HOOFDSTUK 4 – BOX 1: WINST UIT ONDERNEMING
4.1 – Algemeen
De wettelijke bepalingen met betrekking tot winst uit onderneming staan in de artikelen 3.2
tot en met 3.79a Wet IB.
ONDERDEEL A: ONDERNEMING, ONDERNEMERSCHAP EN
MEDEGERECHTIGDEN.
4.2 – Inleiding
De belastbare winst uit onderneming wordt in art. 3.2 Wet IB omschreven als: ‘het
gezamenlijke bedrag van de winst die de belastingplichtige als ondernemer geniet uit één of
meer ondernemingen, verminderd met de ondernemersaftrek en de mkb-winstvrijstelling.’
4.3 – Onderneming
Een onderneming is:
- een duurzame organisatie,
- van kapitaal en arbeid,
- die erop is gericht om deel te nemen aan het maatschappelijke productieproces (het
economische verkeer),
- met het oogmerk winst te behalen.
Organisatie van kapitaal en arbeid
Bij een zelfstandig uitgeoefend beroep is het element van kapitaal ondergeschikt aan de
kennis en arbeid van degene die de prestatie levert. In de wet is het zelfstandig uitgeoefende
beroep gelijkgesteld met een onderneming (art. 3.5 Wet IB).

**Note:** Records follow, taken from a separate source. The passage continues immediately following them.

PR #462, opened 2019-04-30
feat: add git metadata to monitor payload

odinn1984:
- [ ] Ready for review

#### What does this PR do?
We are adding git metadata to monitor when sending the payload to snyk.io for grouping CLI projects

### DIFF
--- a/src/lib/monitor.ts
+++ b/src/lib/monitor.ts
@@ -7,6 +7,8 @@ import * as _ from 'lodash';
 import * as isCI from './is-ci';
 import * as analytics from './analytics';
 import { SingleDepRootResult, MonitorError } from './types';
+import * as projectMetadata from './project-metadata';
+import * as path from 'path';
 
 // TODO(kyegupov): clean up the type, move to snyk-cli-interface repository
 
@@ -14,6 +16,8 @@ interface MonitorBody {
   meta: Meta;
   policy: string;
   package: {}; // TODO(kyegupov): DepTree
+  target: {};
+  targetFileRelativePath: string;
   targetFile: string;
 }
 
@@ -35,7 +39,7 @@ interface Meta {
   projectName: string;
 }
 
-export function monitor(root, meta, info: SingleDepRootResult): Promise<any> {
+export function monitor(root, meta, info: SingleDepRootResult, targetFile): Promise<any> {
   const pkg = info.package;
   const pluginMeta = info.plugin;
   let policyPath = meta['policy-path'];
@@ -52,8 +56,12 @@ export function monitor(root, meta, info: SingleDepRootResult): Promise<any> {
         return snyk.policy.create();
       }
       return snyk.policy.load(policyLocations, opts);
-    }).then((policy) => {
+    }).then(async (policy) => {
       analytics.add('packageManager', packageManager);
+
+      const target = await projectMetadata.getInfo(pkg);
+      const targetFileRelativePath = targetFile ? path.relative(root, targetFile) : '';
+
       // TODO(kyegupov): async/await
       return new Promise((resolve, reject) => {
         request({
@@ -79,7 +87,9 @@ export function monitor(root, meta, info: SingleDepRootResult): Promise<any> {
             package: pkg,
             // we take the targetFile from the plugin,
             // because we want to send it only for specific package-managers
+            target,
             targetFile: pluginMeta.targetFile,
+            targetFileRelativePath,
           } as MonitorBody,
           gzip: true,
           method: 'PUT',
--- a/src/lib/project-metadata/index.ts
+++ b/src/lib/project-metadata/index.ts
@@ -1,0 +1,18 @@
+import * as gitTargetBuilder from './target-builders/git';
+import { GitTarget } from './types';
+
+const TARGET_BUILDERS = [
+  gitTargetBuilder,
+];
+
+export async function getInfo(packageInfo): Promise<GitTarget|null> {
+  for (const builder of TARGET_BUILDERS) {
+    const target = await builder.getInfo(packageInfo);
+
+    if (target) {
+      return target;
+    }
+  }
+
+  return null;
+}
--- a/src/lib/project-metadata/target-builders/git.ts
+++ b/src/lib/project-metadata/target-builders/git.ts
@@ -1,0 +1,33 @@
+import fs = require('fs');
+import GitUrlParse = require('git-url-parse');
+
+import subProcess = require('../../sub-process');
+import { GitTarget } from '../types';
+
+export async function getInfo(packageInfo): Promise<GitTarget|null> {
+  let origin: string|null|undefined;
+
+  if (packageInfo.docker) {
+    return null;
+  }
+
+  try {
+    origin = (await subProcess.execute('git', ['remote', 'get-url', 'origin'])).trim();
+
+    if (!origin) {
+      return null;
+    }
+
+    const parsedOrigin = GitUrlParse(origin);
+    const branch = (await subProcess.execute('git', ['rev-parse', '--abbrev-ref', 'HEAD'])).trim();
+
+    return {
+      remoteUrl: parsedOrigin.toString('http'),
+      branch,
+    };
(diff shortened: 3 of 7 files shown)


src/lib/project-metadata/git.ts
```diff
@@ -0,0 +1,43 @@
...
+  return {
+    repo: hostedGitMetadata.project,
+    owner: hostedGitMetadata.user,
+    branch,
+    commitSha,
+    targetFile: gitRelativeTargetFile,
+  };
+}
+
+function findGitRoot(): string {
```
darscan: please consider `git rev-parse --show-toplevel`

src/lib/monitor.ts
```diff
@@ -52,8 +54,11 @@ export function monitor(root, meta, info: SingleDepRootResult): Promise<any> {
         return snyk.policy.create();
       }
       return snyk.policy.load(policyLocations, opts);
-    }).then((policy) => {
+    }).then(async (policy) => {
       analytics.add('packageManager', packageManager);
+
+      const gitTarget = await projectMetadata.getInfo('git', root, targetFile) as GitInfo;
```
lili2311: Can this targetfile ever be different to the https://github.com/snyk/snyk/pull/462/files#diff-e2e0f6cf5732ba336dc3ba0de17258faR88?

Will it matter? Not all plugins send targetFile and some choose what is best to process in the end

src/lib/project-metadata/git.ts
odinn1984: 👍

src/lib/monitor.ts
odinn1984: @lili2311 the difference here would be that this is the relative path to the target file (relative to the git project root) and we pass it to monitor later in the chain. i think it would make more sense to present the file in this way in snyk.io. wdyt? basically meaning that if u have a monorepo for example we will save the target file as the relative path from the top level dir to the file even if ur running it inside of a sub dir

gjvis: see other comment, but commenting here too: how does this know already that this is `git`?

src/lib/project-metadata/index.ts
```diff
@@ -0,0 +1,13 @@
+import * as gitMetadata from './git';
+import { GitInfo } from './types';
+
+export async function getInfo(metadataSource: string, root: string, targetFile: string): Promise<GitInfo|null> {
```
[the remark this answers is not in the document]
odinn1984: 1. yes the monitor is responsible for adding the monitor data, I wanted this factory to return only target related data
2 and 3. so would it make sense to do something like... does a git command work then it's git if not try to see if we have a docker argument etc?
4. if the root dir changes that's fine no since we're just using it to get the relative path to the target file?

src/lib/project-metadata/types.ts
```diff
@@ -0,0 +1,7 @@
+export interface GitInfo {
+  repo: string;
```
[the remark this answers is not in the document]
odinn1984: if we do a remote url (which was origin URL in michael's original PR) it means that we're leaving the parsing part to registry to build the target... or we can just use the URL somehow to represent the project at registry?

src/lib/project-metadata/types.ts
```diff
@@ -0,0 +1,5 @@
+export interface GitTarget {
+  user: string;
+  project: string;
+  branch: string;
+}
```
gjvis: this is still too hosted-git centric. A good test case (direct from https://git-scm.com/) is `user@server:path/to/repo.git` -> that should be easy to unambiguously represent in this `GitTarget` type

noticed that the `hosted-git-info` only supports things cloned from GitHub, GitLab, and Bitbucket so its not really appropriate here. Perhaps https://www.npmjs.com/package/git-url-parse is better? Or something else (I only searched for 2 minutes... :joy:)

Maybe an `https` representation is the most appropriate? there's not right answer here :'(

src/lib/project-metadata/index.ts
```diff
@@ -0,0 +1,15 @@
...
+import { GitTarget } from './types';
+
+export async function getInfo(packageInfo): Promise<GitTarget|null> {
+  // This is meant to be a factory once we introduce more flavours like Docker for example
+  // currently only handles git. The docker is just an example on how to expand it
+  if (packageInfo.docker) {
+    return null;
+  } else if ((await subProcess.execute('git', ['remote', 'get-url', 'origin'])).trim()) {
+    return gitMetadata.getInfo();
+  }
```
gjvis: This is crossing into the specific-code territory, but while i'm here:

```typescript
const TARGET_BUILDER = [gitMetadata, dockerImageMetadata];

// ...
for (const targetBuilder in TARGET_BUILDERS) {
  const target = targetBuilder.getInfo(packageInfo);
  if (target) {
    return target;
  }
}
```

an implementation like that lets you add new target builders (or some other term, not precious about the name)  easily.

They return a target, or undefined if they can't, and you get to keep all target-specific knowledge out of this file, its responsibility becomes simply the registration and order-of-preference for each target builder.

src/lib/project-metadata/types.ts
gjvis: regarding your other comment about registry needing to do processing - I don't follow? As long as the targets are both standardised and hold the git upstream repo details then we can both group by targets and support the future desire to match up CLI with hosted source code projects in some way.

what am I missing?

src/lib/monitor.ts
lili2311: What happens when a user runs a snyk test with a file `../../somefile`? After checking analytics this happens today!

lili2311:
@gjvis @odinn1984 

The plugin will always return a file that was used in the end to generate the Tree, the plugin has better understanding to do this.

However not all plugins return it relevant to the git root of course.

I think if we for now send what you propose we can then check the data for discrepancies. For example some users run test via `snyk test ../../somefile` What will this translate to in the git target?

Do we have a test for this?

odinn1984:
@lili2311 this would be translated to the relative path from the root if we chose to send that, the question here is if it's useful to send that as well.

We're not in the tests stage yet, I will add tests once all the questions are answered :)

src/lib/project-metadata/types.ts
odinn1984: yeah, that's a good point... I think I was overcomplicating things here because my head was too hosted solution oriented...

src/lib/project-metadata/target-builders/git.ts
```diff
@@ -0,0 +1,33 @@
+import fs = require('fs');
+import GitUrlParse = require('git-url-parse');
+
+import subProcess = require('../../sub-process');
+import { GitTarget } from '../types';
+
+/* tslint:disable:no-unused-variable */
```
ArturSnyk: is this necessary?

src/lib/project-metadata/target-builders/git.ts
```diff
@@ -0,0 +1,33 @@
...
+
+    const parsedOrigin = GitUrlParse(origin);
+    const branch = (await subProcess.execute('git', ['rev-parse', '--abbrev-ref', 'HEAD'])).trim();
+
+    return {
+      name: parsedOrigin.toString('http'),
+      branch,
+    };
+  } catch (err) {
+    return null;
```
ArturSnyk: can we handle it differently? maybe log reason for erroring

src/lib/monitor.ts
```diff
@@ -52,8 +56,12 @@ export function monitor(root, meta, info: SingleDepRootResult): Promise<any> {
         return snyk.policy.create();
       }
       return snyk.policy.load(policyLocations, opts);
-    }).then((policy) => {
+    }).then(async (policy) => {
```
jonathan-fielding: why add async

jonathan-fielding: this is returning a promise not using async await

odinn1984: @jonathan-fielding if you look a few lines below I'm using await there, an async function is a promise behind the scenes so this still holds true and works fine.

PR #466, opened 2019-04-30
fix: do not offer remediation advice when scanning a non-local package

kyegupov:
- [x] Ready for review

#### What does this PR do?
Currently we display remediation advice even when a non-local package is scanned.
We should not, since the user does not own the package and cannot fix it.

https://snyksec.atlassian.net/browse/BST-591

image

### DIFF
--- a/src/cli/commands/test.ts
+++ b/src/cli/commands/test.ts
@@ -9,16 +9,21 @@ import {exists as apiTokenExists} from '../../lib/api-token';
 import {SEVERITIES, WIZARD_SUPPORTED_PMS} from '../../lib/snyk-test/common';
 import * as docker from '../../lib/docker-promotion';
 import * as Debug from 'debug';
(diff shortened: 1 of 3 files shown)


src/cli/commands/test.ts
```diff
@@ -9,15 +9,25 @@ import {exists as apiTokenExists} from '../../lib/api-token';
 import {SEVERITIES, WIZARD_SUPPORTED_PMS} from '../../lib/snyk-test/common';
 import * as docker from '../../lib/docker-promotion';
 import * as Debug from 'debug';
+import {isLocalFolder} from '../../lib/detect';
 
 const debug = Debug('snyk');
 const SEPARATOR = '\n-------------------------------------------------------\n';
 
+interface OptionsAtDisplayStage {
```
lili2311: ❤️

PR #487, opened 2019-05-07
fix: display monitor error code in the error message

kyegupov:
- [x] Ready for review

#### What does this PR do?

Improves the error message to make debugging easier.

The existing error just produces `unexpected error: undefined` in the stack trace, which is not helpful.

### DIFF
--- a/src/lib/monitor.ts
+++ b/src/lib/monitor.ts
@@ -97,7 +97,8 @@ export function monitor(root, meta, info: SingleDepRootResult): Promise<any> {
           if (res.statusCode === 200 || res.statusCode === 201) {
             resolve(body);
           } else {
-            const e = new MonitorError('unexpected error: ' + body.message);
+            const e = new MonitorError('Server returned unexpected error for the monitor request. ' +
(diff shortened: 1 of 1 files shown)


src/lib/monitor.ts
```diff
@@ -97,7 +97,8 @@ export function monitor(root, meta, info: SingleDepRootResult): Promise<any> {
           if (res.statusCode === 200 || res.statusCode === 201) {
             resolve(body);
           } else {
-            const e = new MonitorError('unexpected error: ' + body.message);
+            const e = new MonitorError('Server returned unexpected error for the monitor request. ' +
+              `Status code: ${res.statusCode}, response: ${res.body}`);
```
lili2311: this doesn't seem safe to display the whole body, please keep it to only `body.message` as before as we could be showing too much info.  
If `userMessage` is present we prefer it.
What if there is no `res.statuscode`? We don't always have it and it is not always `statusCode`

kyegupov: Ok, switched to userMessage/message. `statusCode` will always be present, because it's generated by the `request` library.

Uit de rechtspraak blijkt dat de volgende elementen een rol spelen bij de vraag of er sprake is
van een onderneming:
- zelfstandigheid;
- aantal opdrachtgevers;
- aanwezigheid debiteurenrisico;
- inschrijving bij de KvK;
- het lopen van ondernemersrisico;
- het voeren van een administratie;
- de manier waarop naar buiten wordt getreden;
- een eigen website, briefpapier;
- omvang van de opbrengsten;
- omvang van de investeringen. Met opmerkingen [IJ1]: Is het belangrijk om deze
elementen te kennen?
,Het is niet zo dat steeds alle factoren aanwezig moeten zijn. Het gaat erom aan de hand van de
feiten van de concrete situatie te beoordelen of er sprake is van een onderneming.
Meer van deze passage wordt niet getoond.